Libya to investigate prison torture allegations

Tue Jan 31, 2012 2:13pm GMT
 

By Oliver Holmes

TRIPOLI (Reuters) - The Libyan government is to investigate reports by rights groups that former rebels who fought to oust Muammar Gaddafi are now torturing detainees in makeshift prisons around the country, Deputy Prime Minister Mustafa Abu Shagour said on Tuesday.

Abu Shagour's comments were a response to a damning statement last Thursday by the aid agency Medecins Sans Frontieres, saying it had stopped its work in detention centres in the city of Misrata because its medical staff were being asked to patch up detainees mid-way through torture sessions so they could go back for more abuse.

The agency said it was in Misrata, 200 km (130 miles) east of the Libyan capital and scene of some of the fiercest battles in the conflict, to treat war-wounded detainees but was instead having to treat fresh wounds from torture.

"Any violations of human rights will be subject to investigations," Abu Shagour told a two-day workshop organised by the United Nations and the European Union to address Libya's immediate priorities in the transitional period.

"We are asking all revolutionaries to respect human rights," he said in a plea to the myriad locally based militias, many of whom continue to run their own prisons where they hold loyalists of the former regime detained during the revolution, and suspected criminals captured after liberation.

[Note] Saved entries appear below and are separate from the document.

PR #156, opened 2020-01-22
Expose disabling horizontall scroll gestures

tobrun:
This PR adds an option to disable horizontal scroll gestures through xml attributes or UiSettings.

### DIFF
--- a/MapboxGLAndroidSDK/src/main/java/com/mapbox/mapboxsdk/maps/MapGestureDetector.java
+++ b/MapboxGLAndroidSDK/src/main/java/com/mapbox/mapboxsdk/maps/MapGestureDetector.java
@@ -7,8 +7,10 @@ import android.content.Context;
 import android.content.res.Resources;
 import android.graphics.PointF;
 import android.os.Handler;
+
 import androidx.annotation.NonNull;
 import androidx.annotation.Nullable;
+
 import android.view.InputDevice;
 import android.view.MotionEvent;
 import android.view.animation.DecelerateInterpolator;
@@ -423,9 +425,6 @@ final class MapGestureDetector {
         return false;
       }
 
-      transform.cancelTransitions();
-      cameraChangeDispatcher.onCameraMoveStarted(REASON_API_GESTURE);
-
       // tilt results in a bigger translation, limiting input for #5281
       double tilt = transform.getTilt();
       double tiltFactor = 1.5 + ((tilt != 0) ? (tilt / 10) : 0);
@@ -434,6 +433,17 @@ final class MapGestureDetector {
 
       // calculate animation time based on displacement
       long animationTime = (long) (velocityXY / 7 / tiltFactor + MapboxConstants.ANIMATION_DURATION_FLING_BASE);
+      if (!uiSettings.isHorizontalScrollGesturesEnabled()) {
+        // determine if angle of fling is valid for performing a vertical fling
+        double angle = Math.abs(Math.toDegrees(Math.atan(offsetX / offsetY)));
+        if (angle > MapboxConstants.ANGLE_THRESHOLD_IGNORE_VERTICAL_FLING) {
+          return false;
+        }
+        offsetX = 0.0;
+      }
+
+      transform.cancelTransitions();
+      cameraChangeDispatcher.onCameraMoveStarted(REASON_API_GESTURE);
 
       // update transformation
       transform.moveBy(offsetX, offsetY, animationTime);
@@ -475,6 +485,11 @@ final class MapGestureDetector {
       if (distanceX != 0 || distanceY != 0) {
         // dispatching camera start event only when the movement actually occurred
         cameraChangeDispatcher.onCameraMoveStarted(CameraChangeDispatcher.REASON_API_GESTURE);
+
+        // Disable scrolling horizontal if not allowed
+        if (!uiSettings.isHorizontalScrollGesturesEnabled()) {
+          distanceX = 0;
+        }
 
         // Scroll the map
         transform.moveBy(-distanceX, -distanceY, 0 /*no duration*/);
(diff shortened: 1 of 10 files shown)


MapboxGLAndroidSDK/src/main/java/com/mapbox/mapboxsdk/maps/MapGestureDetector.java
```diff
@@ -435,6 +441,14 @@ public boolean onFling(MotionEvent e1, MotionEvent e2, float velocityX, float ve
       // calculate animation time based on displacement
       long animationTime = (long) (velocityXY / 7 / tiltFactor + MapboxConstants.ANIMATION_DURATION_FLING_BASE);
 
+      if (!uiSettings.isHorizontalScrollGesturesEnabled()) {
+        offsetX = 0.0;
+        if (offsetY < MapboxConstants.Y_TRANSLATION_THRESHOLD_IGNORE_FLING) {
```
tobrun: added this option to ignore flings if they happen mostly horizontally, the value is not really backed up by any scientific measurement.

tobrun: thinking about this today, I should calculate the angle of the fling against the horizontal axis and determine a threshold for that given angle to not execute a fling

MapboxGLAndroidSDK/src/main/java/com/mapbox/mapboxsdk/maps/MapGestureDetector.java
```diff
@@ -312,7 +314,11 @@ boolean onGenericMotionEvent(MotionEvent event) {
           float scrollDist = event.getAxisValue(MotionEvent.AXIS_VSCROLL);
 
           // Scale the map by the appropriate power of two factor
-          transform.zoomBy(scrollDist, new PointF(event.getX(), event.getY()));
+          float horizontalScroll = event.getX();
+          if (!uiSettings.isHorizontalScrollGesturesEnabled()) {
+            horizontalScroll = 0;
+          }
+          transform.zoomBy(scrollDist, new PointF(horizontalScroll, event.getY()));
```
LukasPaczos: I think this can be reverted. This is only for mouse-wheel zoom and the `event.getX()` here is the focal point.

MapboxGLAndroidSDK/src/main/java/com/mapbox/mapboxsdk/maps/MapGestureDetector.java
```diff
@@ -434,6 +440,14 @@ public boolean onFling(MotionEvent e1, MotionEvent e2, float velocityX, float ve
 
       // calculate animation time based on displacement
       long animationTime = (long) (velocityXY / 7 / tiltFactor + MapboxConstants.ANIMATION_DURATION_FLING_BASE);
+      if (!uiSettings.isHorizontalScrollGesturesEnabled()) {
+        // determine if angle of fling is valid for performing a vertical fling
+        double angle = Math.abs(Math.toDegrees(Math.atan(offsetX / offsetY)));
+        if (angle > MapboxConstants.ANGLE_THRESHOLD_IGNORE_VERTICAL_FLING) {
```
LukasPaczos: Instead of doing this calculation, could you only check the `velocityY` (and come up with a new threshold) like above?

tobrun: That was the initial implementation, see https://github.com/mapbox/mapbox-gl-native-android/pull/156#discussion_r369763501. IMO this is a cleaner solution as we calculate where the fling is going, just checking the velocityY would result in ignore short vertical flings.

LukasPaczos: I think that's okay, we shouldn't really care how fast horizontally is the fling and currently, it will impact the calculation in 
https://github.com/mapbox/mapbox-gl-native-android/pull/156/files#diff-40fbbd818189e7d34788f0a24144c366R422-R426.

My idea would be to ignore the above check and replace it with one that checks only the `velocityY` (not `offsetY`) if the horizontal scroll is disabled.

Also, the verification in any form has to be moved up, so that we are not dispatching any events if it fails.

tobrun: > I think that's okay

I disagree, we have more certainty about how the gesture has been performed. Doesn't make sense saying with going with a less certain solution. 

> we shouldn't really care how fast horizontally is the fling 

I don't care either, I only care about the angle of the gesture

> and currently, it will impact the calculation in

Please explain how this would impact that calculation

>   Also, the verification in any form has to be moved up, so that we are not dispatching any events if it fails.

sure

tobrun: Tested out your requested changes in `tvn-alternative-approach` and the UX is worse. If you have large fling, even with not much y displacement the values of velocityY sky rocket.

LukasPaczos: Thanks @tobrun. I tested as well and the current setup feels alright :+1:

tobrun:
> One issue that remains is that scaling or using double-tap/two-tap to zoom in/out is going to impact the horizontal component of the camera position because we're using the focal point of a gesture. 

For the specific use-case that we are adding this, they would probably disable all other gestures except scroll. Proposed solution is however better, tracking this in #157. Users can work around this with setting a fixed focal point themselves.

Reports of the mistreatment and disappearances of suspected Gaddafi loyalists are embarrassing for Libya's ruling National Transitional Council (NTC), which has vowed to make a break with practices under Gaddafi and respect human rights.

The allegations are also awkward for the Western powers which backed the anti-Gaddafi rebellion and helped install Libya's new leaders.

The ability of the government in Tripoli to rein in torture is limited as it is still struggling to bring to heel dozens of armed militias who have carved the country into rival fiefdoms and are so far refusing to disarm and join a newly created national army.

Many former rebels say they are suspicious of the country's new rulers and want to remain armed in case Gaddafi loyalists outside the country try to sow strife in Libya.

Foreign states are worried about the NTC's capacity to secure its borders against arms traffickers, al Qaeda insurgents and migrants trying to reach Europe illegally.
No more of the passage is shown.